PR #996, opened 2017-10-16
DRILL-5878: TableNotFound exception is being reported for a wrong sto…

HanumathRao:
…rage plugin.

@paul-rogers  @chunhui-shi Please review these changes. These changes are for reporting a meaningful error in case of wrong storage plugin is specified in the query. Currently Drill reports TableNotFound exception for
1) if no storage plugin exists.
2) if no table with the tablename exists.
These changes report SchemaNotFound exception for case 1) and TableNotFound exception for 2).

### DIFF
--- a/exec/java-exec/src/main/java/org/apache/drill/exec/planner/sql/SchemaUtilites.java
+++ b/exec/java-exec/src/main/java/org/apache/drill/exec/planner/sql/SchemaUtilites.java
@@ -77,6 +77,22 @@ public class SchemaUtilites {
     return findSchema(defaultSchema, schemaPathAsList);
   }
 
+  /**
+   * Utility function to get the commonPrefix schema between two supplied schemas.
+   * @param defaultSchema default schema
+   * @param schemaPath current schema path
+   * @param isCaseSensitive true if caseSensitive comparision is required.
+   * @return common prefix schemaPath
+   */
+  public static String getPrefixSchemaPath(final String defaultSchema, final String schemaPath, final boolean isCaseSensitive) {
+    if (!isCaseSensitive) {
+      return Strings.commonPrefix(defaultSchema.toLowerCase(), schemaPath.toLowerCase());
+    }
+    else {
+      return Strings.commonPrefix(defaultSchema, schemaPath);
+    }
+  }
+
   /** Utility method to search for schema path starting from the given <i>schema</i> reference */
   private static SchemaPlus searchSchemaTree(SchemaPlus schema, final List<String> schemaPath) {
     for (String schemaName : schemaPath) {
@@ -121,6 +137,9 @@ public class SchemaUtilites {
     return SCHEMA_PATH_JOINER.join(schemaPath);
   }
 
+  /** Utility method to get the schema path from one or more strings. */
+  public static String getSchemaPath(String s1, String s2, String... rest) { return SCHEMA_PATH_JOINER.join(s1,s2,rest); }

#### Your assignment:
Every record above has to appear again, word for word.

#### Answer box:
PR #996, opened 2017-10-16
DRILL-5878: TableNotFound exception is being reported for a wrong sto…

HanumathRao:
…rage plugin.

@paul-rogers  @chunhui-shi Please review these changes. These changes are for reporting a meaningful error in case of wrong storage plugin is specified in the query. Currently Drill reports TableNotFound exception for
1) if no storage plugin exists.
2) if no table with the tablename exists.
These changes report SchemaNotFound exception for case 1) and TableNotFound exception for 2).

### DIFF
--- a/exec/java-exec/src/main/java/org/apache/drill/exec/planner/sql/SchemaUtilites.java
+++ b/exec/java-exec/src/main/java/org/apache/drill/exec/planner/sql/SchemaUtilites.java
@@ -77,6 +77,22 @@ public class SchemaUtilites {
     return findSchema(defaultSchema, schemaPathAsList);
   }
 
+  /**
+   * Utility function to get the commonPrefix schema between two supplied schemas.
+   * @param defaultSchema default schema
+   * @param schemaPath current schema path
+   * @param isCaseSensitive true if caseSensitive comparision is required.
+   * @return common prefix schemaPath
+   */
+  public static String getPrefixSchemaPath(final String defaultSchema, final String schemaPath, final boolean isCaseSensitive) {
+    if (!isCaseSensitive) {
+      return Strings.commonPrefix(defaultSchema.toLowerCase(), schemaPath.toLowerCase());
+    }
+    else {
+      return Strings.commonPrefix(defaultSchema, schemaPath);
+    }
+  }
+
   /** Utility method to search for schema path starting from the given <i>schema</i> reference */
   private static SchemaPlus searchSchemaTree(SchemaPlus schema, final List<String> schemaPath) {
     for (String schemaName : schemaPath) {
@@ -121,6 +137,9 @@ public class SchemaUtilites {
     return SCHEMA_PATH_JOINER.join(schemaPath);
   }
 
+  /** Utility method to get the schema path from one or more strings. */
+  public static String getSchemaPath(String s1, String s2, String... rest) { return SCHEMA_PATH_JOINER.join(s1,s2,rest); }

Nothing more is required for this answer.